First I had Goodyear Eagle F1 Asymmetric, now I'm on Dunlop Direzza DZ101, both good tires, I prefer the Goodyear's a little more for better grip on the road in both wet and dry.


----------



## MisterJJ (Jul 28, 2005)

*Re: (kwanja_a3)*


_Quote, originally posted by *kwanja_a3* »_First I had Goodyear Eagle F1 Asymmetric, now I'm on Dunlop Direzza DZ101, both good tires, I prefer the Goodyear's a little more for better grip on the road in both wet and dry.

Ditto. My F1's were quiet at the start but got horendously loud after about 15k miles. Did you have a problem? The Dunlops are good so far but I've only got about 8k miles on them.


----------



## IzzyA3 (Aug 11, 2008)

Just put on a set of Hankook Evo V12's over the weekend. Being out here in So. Cal, I can use summer tires all year round. The ride feels way smoother and the noise reduction is huge. I don't know why I waited until 30k miles to get rid of the crappy Pirelli's. The V12's look pretty aggressive too.


----------



## A3_yuppie (Jun 5, 2006)

*Re: (IzzyA3)*


_Quote, originally posted by *IzzyA3* »_Being out here in So. Cal, I can use summer tires all year round.

I generally do that as well, but then I noticed:
Continental Extreme Contact DW (Max Performance Summer) 340UTQG
Continental Extreme Contact DWS (Ultra High Performance All Season) 540UTQG
So I am wondering how much grip am I giving up if I switch to the all season tire to get more miles out of my tires? (Generally, my tires on the A3 only last 25K miles.)


----------



## bbbobbb (Feb 4, 2007)

*Re: (A3_yuppie)*

Now that is a good question. 
Conti says that their DWS (ie, w/sauce...







) has a 50,000 mile warranty with a UTQG of 540. 
Conti also says their DW's have NO mileage warranty (being ultra high performance and all that...) with a UTQG of 340.
Doing a little math and assuming _within this manufacturer_ that you can compare (roughly) UTQG's gives a mileage of around 31,400 miles.
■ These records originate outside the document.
PR #1420, opened 2023-10-17
[Legacy] JumpReset

Auza2008:
Fix and....I tested it on mc.loyisa.cn test server (GrimAC)

### DIFF
--- a/src/main/java/net/ccbluex/liquidbounce/features/module/modules/combat/Velocity.kt
+++ b/src/main/java/net/ccbluex/liquidbounce/features/module/modules/combat/Velocity.kt
@@ -5,13 +5,12 @@
  */
 package net.ccbluex.liquidbounce.features.module.modules.combat
 
-import net.ccbluex.liquidbounce.event.EventTarget
-import net.ccbluex.liquidbounce.event.JumpEvent
-import net.ccbluex.liquidbounce.event.PacketEvent
-import net.ccbluex.liquidbounce.event.UpdateEvent
+import net.ccbluex.liquidbounce.LiquidBounce
+import net.ccbluex.liquidbounce.event.*
 import net.ccbluex.liquidbounce.features.module.Module
 import net.ccbluex.liquidbounce.features.module.ModuleCategory
 import net.ccbluex.liquidbounce.features.module.modules.movement.Speed
+import net.ccbluex.liquidbounce.utils.ClientUtils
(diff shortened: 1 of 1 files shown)


CzechHek:
Ah yes we all love to see "Reset." being spammed to chat.

Cosmic-SC:
do it in MoveInputEvent (idk if lb has it though)

ghost:
Let's educate you a bit. Take a look at this minecraft code:

Desktop Screenshot 2023 10 17 - 21 31 39 84

This is a function from the game that is called every single tick (approximately 50 ms). This manages every alive entity's movement (how they rotate, jump, etc).

The red mark that I've made is where the player's motion/velocity is modified before entering to the actual motion modification (the yellow mark with the arrows, that's also where the StrafeEvent is called).

The blue mark is where the jumping occurs (further motion/velocity modifications by the `jump` function).

The yellow mark is the function where the motion adapts to the player's rotation, allowing you to move wherever you look.

So with this being said, the rules in order NOT to flag on movement-sensitive anticheats are:

* ALWAYS let the code marked in RED do its thing first.
* Execute the jump function BEFORE the function marked with yellow arrows, as you can see where the original jump function is.

This is why the `StrafeEvent` event is useful for things like this, because it gets called BEFORE it enters the rotation adapted motion process (the code marked in yellow).

The `moveEntityWithHeading` function doesn't directly modify the player's movement to adapt to the rotation, there's a couple more motion modifications it has to go through before it even REACHES to that part. So you now see how screwed up it would be if you did it on some other tick event.

Now, you add the jump-reset logic together, and this is the result:

```
    @EventTarget
    fun onStrafe(event: StrafeEvent) {
        val player = mc.thePlayer ?: return

        if (mode == "JumpReset" && player.onGround && player.hurtTime == 9) {
            player.jump()
        }
    }
```
Jump if the player is already on ground and `just` got hurt. (10 is the max but because the function is inside another and possibly another tick event, it gets modified in these functions)

I hope you understood something with this. Now, you can revert whatever you did there and add the code above somewhere in the module.

In short, no other event will work other than the StrafeEvent, because there's certain motion related criteria to be met before the jump function is allowed to be called. They must go in order in other words.

Cosmic-SC:
you didnt have to write an entire essay just for that 💀 but thanks for the info anyways

ghost:
It was meant for the OP, but whatever.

Of course YMMV, there is no mileage warranty from Conti, but you do get a 60 day Customer Satisfaction Ride Guarantee.
I will be very happy if I get 25,000 out of mine. I got 20,000 out of the POS Pirelli P6's and I drive like a little old man, they were ridiculously loud by then. These DW's are currently almost totally silent, I have no regrets.


----------



## NY_Avant (Jan 10, 2009)

*Re: (heuanA3)*


_Quote, originally posted by *heuanA3* »_
just installed RE760 sport this weekend. drove 500 miles.
Great set of tires very quiet. Havent pushed the tires to the limit yet but they seem to respond well to my input. 
They do not go where the road tells them to but go where YOU tell them to.
You bought summer tires living in Jersey? do you have a winter setup? Winter car? Do you talk to your tires?


----------



## heuanA3 (May 6, 2009)

I just moved back to AZ last week


----------



## azoceanblue (Aug 13, 2006)

*Re: (heuanA3)*

Rut Ro


----------



## tiptronic (Apr 18, 1999)

*Re: (heuanA3)*


_Quote, originally posted by *heuanA3* »_oh i am runign falken fk452 right now. they are noisy as hell when they wear down. 

Yeah- FK 452 are noisy after 10k.... which is currently on the 18s on my car. I never liked uni-directional tires- or rather, i've always have bad results (noisy- to be exact). My 17s (which i'm trying to sell) are wearing YK720- which is awesome! (have same YK on our 02 passat and my previous Passat wagon- sticky, quiet, and awesome in the wet and dry)..
e


----------



## azoceanblue (Aug 13, 2006)

*Re: (tiptronic)*

I nominate this thread, "The Tire Thread"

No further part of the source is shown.